_Stored items_
-=-=-

PR #946, opened 2015-10-12
hot_sse

juj:
SSE optimizes hot arithmetic functions in 06_SkeletalAnimation sample with 10000 Jacks in it. This improves the performance of that sample by roughly +19%.

### DIFF
--- a/Source/Urho3D/Math/BoundingBox.cpp
+++ b/Source/Urho3D/Math/BoundingBox.cpp
@@ -126,6 +126,38 @@ BoundingBox BoundingBox::Transformed(const Matrix3& transform) const
 
 BoundingBox BoundingBox::Transformed(const Matrix3x4& transform) const
 {
+#ifdef URHO3D_SSE
+    __m128 minPt = _mm_set_ps(1.f, min_.z_, min_.y_, min_.x_);
+    __m128 maxPt = _mm_set_ps(1.f, max_.z_, max_.y_, max_.x_);
+    __m128 centerPoint = _mm_mul_ps(_mm_add_ps(minPt, maxPt), _mm_set1_ps(0.5f));
+    __m128 halfSize = _mm_sub_ps(centerPoint, minPt);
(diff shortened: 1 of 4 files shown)


MonkeyFirst:
cool, thanks!

10000 Jacks = 19%
1000 = 1.9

-=-=-

Give back the entries above exactly as they are, from their first line through the line that contains "max_.z_, max_.y_, max_.x_);", both included, with nothing else.

_TASK SOLUTION_
PR #946, opened 2015-10-12
hot_sse

juj:
SSE optimizes hot arithmetic functions in 06_SkeletalAnimation sample with 10000 Jacks in it. This improves the performance of that sample by roughly +19%.

### DIFF
--- a/Source/Urho3D/Math/BoundingBox.cpp
+++ b/Source/Urho3D/Math/BoundingBox.cpp
@@ -126,6 +126,38 @@ BoundingBox BoundingBox::Transformed(const Matrix3& transform) const
 
 BoundingBox BoundingBox::Transformed(const Matrix3x4& transform) const
 {
+#ifdef URHO3D_SSE
+    __m128 minPt = _mm_set_ps(1.f, min_.z_, min_.y_, min_.x_);
+    __m128 maxPt = _mm_set_ps(1.f, max_.z_, max_.y_, max_.x_);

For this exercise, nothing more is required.